### What you need to do:
Restate word for word the lines of the data below, from the first through the one that has "PR #39, opened 2019-09-09".

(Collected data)
PR #35, opened 2019-08-29
Fix compile errors on Mac

greensky00:
* Need to link dependencies for shared library.


tisonkun:
@greensky00 shall we do the same for static_lib? I use:

```
target_link_libraries(mephisto PRIVATE static_lib)
```

But when linking, it fails with SSL symbols not found.

Also, `${LIBRARIES}` var is not usable in this scope.

PR #39, opened 2019-09-09
Fix follower will abort after a while when raft log of follower is out of range

shangshengshi:


src/handle_append_entries.cxx
```diff
@@ -338,6 +338,8 @@ ptr<resp_msg> raft_server::handle_append_entries(req_msg& req)
         }
     }
 
+    leader_ = req.get_src();
```
greensky00: We should not change `leader_` here before checking whether the given message is valid.

greensky00:
Closing it as we will come up with other approach.

PR #87, opened 2019-12-27
Set thread name for raft threads for Mac OS

shigui1989:


greensky00:
Thanks @shigui1989 

Just FYI, while I was testing your PR, I found one test failure:
```
[ .... ] uncommitted config for new leader test
   === TEST MESSAGE (BEGIN) ===

        time: 2019-12-27 12:07:54.145422
      thread: e624
          in: uncommitted_conf_new_leader_test()
          at: /Users/junahn/sandbox/raft/tests/unit/failure_test.cxx:449
    value of: c_config->get_server(2).get()
    expected: NULL
      actual: 0x7fb982d015a8
[ FAIL ] uncommitted config for new leader test (1.0 s)
```
but noticed that it is not a regression by your change. I made a separate fix: https://github.com/eBay/NuRaft/pull/89

PR #93, opened 2020-01-13
Update sm_commit_index_ after state_machine commit is called.

shigui1989:


include/libnuraft/raft_server.hxx
```diff
@@ -572,8 +572,8 @@ protected:
     void commit_in_bg();
     void append_entries_in_bg();
 
-    void commit_app_log(ptr<log_entry>& le, bool need_to_handle_commit_elem);
-    void commit_conf(ptr<log_entry>& le);
+    void commit_app_log(ptr<log_entry>& le, bool need_to_handle_commit_elem, ulong sm_committing_index);
```
greensky00: Please don't exceed 90 chars per line.

src/handle_commit.cxx
```diff
@@ -130,29 +130,30 @@ void raft_server::commit_in_bg() {
...
             if (le->get_val_type() == log_val_type::app_log) {
-                commit_app_log(le, need_to_handle_commit_elem);
+                commit_app_log(le, need_to_handle_commit_elem, sm_committing_index);
 
             } else if (le->get_val_type() == log_val_type::conf) {
-                commit_conf(le);
+                commit_conf(le, sm_committing_index);
             }
 
+            sm_commit_index_ = sm_committing_index;
```
greensky00: To be safe, we should use compare-and-swap here.

PR #128, opened 2020-08-04
Make the hint size which is the preferred size of the next batch of l…

shigui1989:
…ogs to be sent from the leader can be negative value

@greensky00 See detailed info from MONSTOR-13421

### DIFF
--- a/include/libnuraft/state_machine.hxx
+++ b/include/libnuraft/state_machine.hxx
@@ -130,7 +130,7 @@ public:
      *         `positive value` indicates at least one log can be sent,
      *         (the size of that log may be bigger than this hint size).
      *         `negative value` indicates no log should be sent since this
-     *          follower is busy handling pending logs.
+     *         follower is busy handling pending logs.
      */
     virtual int64 get_next_batch_size_hint_in_bytes() { return 0; }
 
--- a/include/libnuraft/state_machine.hxx
+++ b/include/libnuraft/state_machine.hxx
@@ -125,7 +125,7 @@ public:
      *
      * Only applicable on followers.
      *
-     * @return the preferred size of the next log batch
+     * @return The preferred size of the next log batch.
      *         `0` indicates no preferred size (any size is good).
      *         `positive value` indicates at least one log can be sent,
      *         (the size of that log may be bigger than this hint size).
--- a/include/libnuraft/state_machine.hxx
+++ b/include/libnuraft/state_machine.hxx
@@ -123,13 +123,16 @@ public:
      * Return a hint about the preferred size (in number of bytes)
      * of the next batch of logs to be sent from the leader.
      *
-     * Return 0 to indicate no preferred size (any size is good).
-     *
      * Only applicable on followers.
      *
      * @return the preferred size of the next log batch
+     *         `0` indicates no preferred size (any size is good).
+     *         `positive value` indicates at least one log can be sent,
+     *         (the size of that log may be bigger than this hint size).
+     *         `negative value` indicates no log should be sent since this
+     *          follower is busy handling pending logs.
      */
-    virtual ulong get_next_batch_size_hint_in_bytes() { return 0; }
+    virtual int64 get_next_batch_size_hint_in_bytes() { return 0; }
 
     /**
      * (Deprecated)
--- a/src/asio_service.cxx
+++ b/src/asio_service.cxx
@@ -574,7 +574,7 @@ private:
             // Hint is given, set the flag.
             flags |= INCLUDE_HINT;
             // For future extension, we will put 2-byte version and 2-byte length.
-            resp_hint_size += sizeof(uint16_t) * 2 + sizeof(ulong);
+            resp_hint_size += sizeof(uint16_t) * 2 + sizeof(int64);
         }
 
         size_t carried_data_size = resp_meta_size + resp_hint_size + resp_ctx_size;
@@ -610,7 +610,7 @@ private:
             const uint16_t CUR_HINT_VERSION = 0;
             bs.put_u16(CUR_HINT_VERSION);
             bs.put_u16(sizeof(ulong));
-            bs.put_u64(resp->get_next_batch_size_hint_in_bytes());
+            bs.put_i64(resp->get_next_batch_size_hint_in_bytes());
         }
 
         if (resp_ctx_size) {
@@ -1377,7 +1377,7 @@ private:
             uint16_t hint_version = bs.get_u16();
             (void)hint_version;
             hint_len = bs.get_u16();
-            rsp->set_next_batch_size_hint_in_bytes(bs.get_u64());
+            rsp->set_next_batch_size_hint_in_bytes(bs.get_i64());
             remaining_len -= sizeof(uint16_t) * 2 + hint_len;
         }
 
--- a/tests/unit/asio_service_test.cxx
+++ b/tests/unit/asio_service_test.cxx
@@ -644,7 +644,9 @@ int response_hint_test(bool with_meta) {
         ee->getTestSm()->set_next_batch_size_hint_in_bytes(-1);
     }
 
-    for (size_t ii=0; ii<NUM; ++ii) {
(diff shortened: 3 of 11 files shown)


src/asio_service.cxx
```diff
@@ -610,7 +610,7 @@ class rpc_session : public std::enable_shared_from_this<rpc_session> {
             const uint16_t CUR_HINT_VERSION = 0;
             bs.put_u16(CUR_HINT_VERSION);
             bs.put_u16(sizeof(ulong));
-            bs.put_u64(resp->get_next_batch_size_hint_in_bytes());
+            bs.put_i64(resp->get_next_batch_size_hint_in_bytes());
```
greensky00, line 613: During a rolling upgrade, old Raft instance with `u64` and new Raft instance with `i64` will be running in the same group. Will it be safe? If `i64` server returns a negative number, it is interpreted as a big number for `u64` server, and the only impact I can imagine is that there is no throttling, right?

tests/unit/asio_service_test.cxx
```diff
@@ -639,13 +639,33 @@ int response_hint_test(bool with_meta) {
     CHK_OK( s2.getTestSm()->isSame( *s1.getTestSm() ) );
     CHK_OK( s3.getTestSm()->isSame( *s1.getTestSm() ) );
 
+    _msg("enable batch size hint with negative value\n");
+    for (RaftAsioPkg* ee: pkgs) {
+        ee->getTestSm()->set_next_batch_size_hint_in_bytes(-1);
+    }
+
+    // on Mac, due to sync append, leader reelect will happen
+    // on Ubuntu, due to sync append, 100 times append are very slow
```
greensky00, line 648: Please adjust `client_req_timeout_` to a shorter number for this test, so as to make it faster, using `update_params` API. The current default is 10 seconds. 
https://github.com/eBay/NuRaft/blob/6d371ddcc6bc0a9b8aaad4e57e9859adbc111d85/tests/unit/raft_package_asio.hxx#L123

greensky00: Also may need to adjust `leadership_expiry_` to `-1`, to avoid unwanted leader election.

src/asio_service.cxx
shigui1989: Yes. I think the only impact is that `hint size` will not take effect. Besides, in monstordb, we still have 16M restriction. So the whole throttling should still be there.

tests/unit/asio_service_test.cxx
shigui1989: update `client_req_timeout_` is done.
About adjusting `leadership_expiry_ `, it may be not useful. On Mac, the re-elect is caused by the follower did not receive the heartbeat and is triggered by follower, not by leader.

Besides, with negative hint size, raft only can not send append entry request with raft logs, but the empty append entry request still can work as a heartbeat.

Since we only do client request on raft server 1, so if leader changes, then the following client request on old leader may fail quickly. For this situation, the purpose of this test case may can not be achieved, but it should not influence the successful finish of this test case.

include/libnuraft/state_machine.hxx
```diff
@@ -123,13 +123,16 @@ public:
...
-     * Return 0 to indicate no preferred size (any size is good).
-     *
      * Only applicable on followers.
      *
      * @return the preferred size of the next log batch
+     *         `0` indicates no preferred size (any size is good).
+     *         `positive value` indicates at least one log can be sent,
+     *         (the size of that log may be bigger than this hint size).
+     *         `negative value` indicates no log should be sent since this
+     *          follower is busy handling pending logs.
```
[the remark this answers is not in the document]
shigui1989: Done

tests/unit/asio_service_test.cxx
```diff
@@ -657,6 +657,32 @@ int response_hint_test(bool with_meta) {
...
+    s1.raftServer->update_params(params);
+
+    for (size_t ii=0; ii<3; ++ii) {
+        std::string msg_str = "3rd_" + std::to_string(ii);
+        ptr<buffer> msg = buffer::alloc(sizeof(uint32_t) + msg_str.size());
+        buffer_serializer bs(msg);
+        bs.put_str(msg_str);
+        s1.raftServer->append_entries( {msg} );
+    }
+    TestSuite::sleep_sec(1, "wait for replication but actually no replication happen");
```
greensky00, line 680: If you temporarily increase this sleep time much longer, you can see that Raft is overwhelming CPU, because `need_to_catchup` is `true`. The leader is continuously sending meaningless messages to followers whose hint is `-1`. I think if hint is `-1`, `need_to_catchup` flag should be `false` so that the leader sends heartbeats only.
```
2020-08-05T12:22:34.782_025-07:00 [3b34] [DEBG] Receive a append_entries_response message from peer 3 with Result=1, Term=1, NextIndex=204  [raft_server.cxx:681, handle_peer_resp()]
2020-08-05T12:22:34.782_029-07:00 [3b34] [TRAC] src: 3, dst: 1, resp->get_term(): 1 [raft_server.cxx:684, handle_peer_resp()]
2020-08-05T12:22:34.782_034-07:00 [3b34] [TRAC] handle append entries resp (from 3), resp.get_next_idx(): 204   [handle_append_entries.cxx:800, handle_append_entries_resp()]
2020-08-05T12:22:34.782_038-07:00 [3b34] [TRAC] peer 3 batch size hint: -1 bytes    [handle_append_entries.cxx:803, handle_append_entries_resp()]
2020-08-05T12:22:34.782_041-07:00 [3b34] [TRAC] peer 3, prev matched idx: 203, new matched idx: 203 [handle_append_entries.cxx:815, handle_append_entries_resp()]
2020-08-05T12:22:34.782_049-07:00 [3b34] [TRAC] quorum idx 1, 206 203 203   [handle_append_entries.cxx:956, get_expected_committed_log_idx()]
2020-08-05T12:22:34.782_054-07:00 [3b34] [TRAC] local log idx 206, target_commit_idx 203, quick_commit_index_ 203, state_->get_commit_idx() 203 [handle_commit.cxx:59, commit()]
2020-08-05T12:22:34.782_057-07:00 [3b34] [DEBG] reqeust append entries need to catchup, p 3 [handle_append_entries.cxx:924, handle_append_entries_resp()]
2020-08-05T12:22:34.782_062-07:00 [3b34] [TRAC] send request to 3   [handle_append_entries.cxx:154, request_append_entries()]
2020-08-05T12:22:34.782_066-07:00 [3b34] [TRAC] last_log_idx: 203, starting_idx: 191, cur_nxt_idx: 207  [handle_append_entries.cxx:288, create_append_entries_req()]
2020-08-05T12:22:34.782_069-07:00 [3b34] [DEBG] last sent log (204) to peer 3 is not applied, cnt 50843 [handle_append_entries.cxx:308, create_append_entries_req()]
2020-08-05T12:22:34.782_071-07:00 [3b34] [DEBG] reduce end_idx 207 -> 205   [handle_append_entries.cxx:312, create_append_entries_req()]
2020-08-05T12:22:34.782_077-07:00 [3b34] [TRAC] adjusted end_idx due to batch size hint: 205 -> 204 [handle_append_entries.cxx:386, create_append_entries_req()]
2020-08-05T12:22:34.782_081-07:00 [3b34] [DEBG] append_entries for 3 with LastLogIndex=203, LastLogTerm=1, EntriesLength=0, CommitIndex=203, Term=1, peer_last_sent_idx 204 [handle_append_entries.cxx:394, create_append_entries_req()]
2020-08-05T12:22:34.782_084-07:00 [3b34] [TRAC] EMPTY PAYLOAD   [handle_append_entries.cxx:396, create_append_entries_req()]
2020-08-05T12:22:34.782_092-07:00 [3b34] [TRAC] send req 1 -> 3, type append_entries_request    [peer.cxx:43, send_req()]
2020-08-05T12:22:34.782_123-07:00 [3b34] [TRAC] sent    [handle_append_entries.cxx:224, request_append_entries()]
```

greensky00: I fixed it by myself and looks good. Let me merge it thanks.

PR #133, opened 2020-09-04
Auto-forwarding now waits for a result when using blocking mode before returning

FletcherJ1:
I've added the wait method to the cmd_result class because calling get won't work due to how the presult variable is instantiated. 
https://github.com/eBay/NuRaft/blob/17aab8d633b0187dc4a5d862aa75faf3ef91f5cd/src/handle_user_cmd.cxx#L168-L170
When presult is made, it calls a constructor that sets has_result_ to true. Then, if get() was used it would see that has_result_ is true and return immediately and not wait for the set_result call. Therefore, the explicit wait method will guarantee the current thread to wait until a call to set_result happens.

### DIFF
--- a/include/libnuraft/async.hxx
+++ b/include/libnuraft/async.hxx
@@ -268,6 +268,16 @@ public:
         return empty_result_;
     }
 
+    /**
+     * Blocks until set_result is called.
+     *
+     * @return void.
+     */
+    void wait() {
+        std::unique_lock<std::mutex> lock(lock_);
+        cv_.wait(lock);
+    }
+
 private:
     T empty_result_;
     T result_;
--- a/include/libnuraft/async.hxx
+++ b/include/libnuraft/async.hxx
@@ -268,16 +268,6 @@ public:
         return empty_result_;
     }
 
-    /**
-     * Blocks until set_result is called.
-     *
-     * @return void.
-     */
-    void wait() {
-        std::unique_lock<std::mutex> lock(lock_);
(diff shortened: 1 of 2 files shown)


greensky00:
@FletcherJ1 
Thanks for submitting the new PR.

I get your point regarding `has_result_` value. But my understanding is that the code that you are referring to will call the default constructor (i.e., `cmd_result()`) as there is no parameter given for `cmd_result`: `cs_new< cmd_result< ptr<buffer> > >()`

I just checked with GDB and saw that `has_result_` value is `false`.
```
Thread 1 "asio_service_te" hit Breakpoint 1, nuraft::raft_server::send_msg_to_leader (this=0x555555c65bf0,
    req=std::shared_ptr<nuraft::req_msg> (use count 1, weak count 0) = {...})
    at /home/junahn/sandbox/nuraft/src/handle_user_cmd.cxx:187
187	    rpc_cli->send(req, handler);
(gdb) p presult->has_result_
$1 = false
(gdb) p presult->result_
$2 = std::shared_ptr<nuraft::buffer> (empty) = {get() = 0x0}
(gdb)
```

If that's the case, we can just use the existing `get()` function. Could you please double-check? Thanks!

FletcherJ1:
Ah yes, you're correct. I've swapped to using get and it works!

greensky00 (approved):

greensky00:
Merged, thanks!

PR #137, opened 2020-09-15
Hide `worker_handle` and move it to cxx file

greensky00:
* `worker_handle` does not need to be exposed.

### DIFF
--- a/include/libnuraft/global_mgr.hxx
+++ b/include/libnuraft/global_mgr.hxx
@@ -20,7 +20,6 @@ limitations under the License.
 #pragma once
 
 #include "basic_types.hxx"
-#include "event_awaiter.h"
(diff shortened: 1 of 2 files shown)


szmyd:
I think worker_handle needs to be a forward declared pointer not a reference for this to work right?

greensky00:
@szmyd Sorry I don't get your point, `global_mgr` API uses `ptr<worker_handle>` only so that the forward declaration of `struct worker_handle` is enough. Isn't it?

szmyd:
Oh yes, sorry. I'm not used to seeing a forward declare inside a class definition, I misread it as a member declaration. This looks good.

szmyd (approved):

greensky00:
Ok, I'm merging it, thanks!

PR #146, opened 2020-10-20
add build to .gitignore and  enclose typedefs with namespace in basic_type.hxx

sheepgrass:
- add build to .gitignore
- enclose typedefs with namespace in basic_type.hxx


greensky00 (approved):
Thanks @sheepgrass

### Response to this exercise:
PR #35, opened 2019-08-29
Fix compile errors on Mac

greensky00:
* Need to link dependencies for shared library.


tisonkun:
@greensky00 shall we do the same for static_lib? I use:

```
target_link_libraries(mephisto PRIVATE static_lib)
```

But when linking, it fails with SSL symbols not found.

Also, `${LIBRARIES}` var is not usable in this scope.

PR #39, opened 2019-09-09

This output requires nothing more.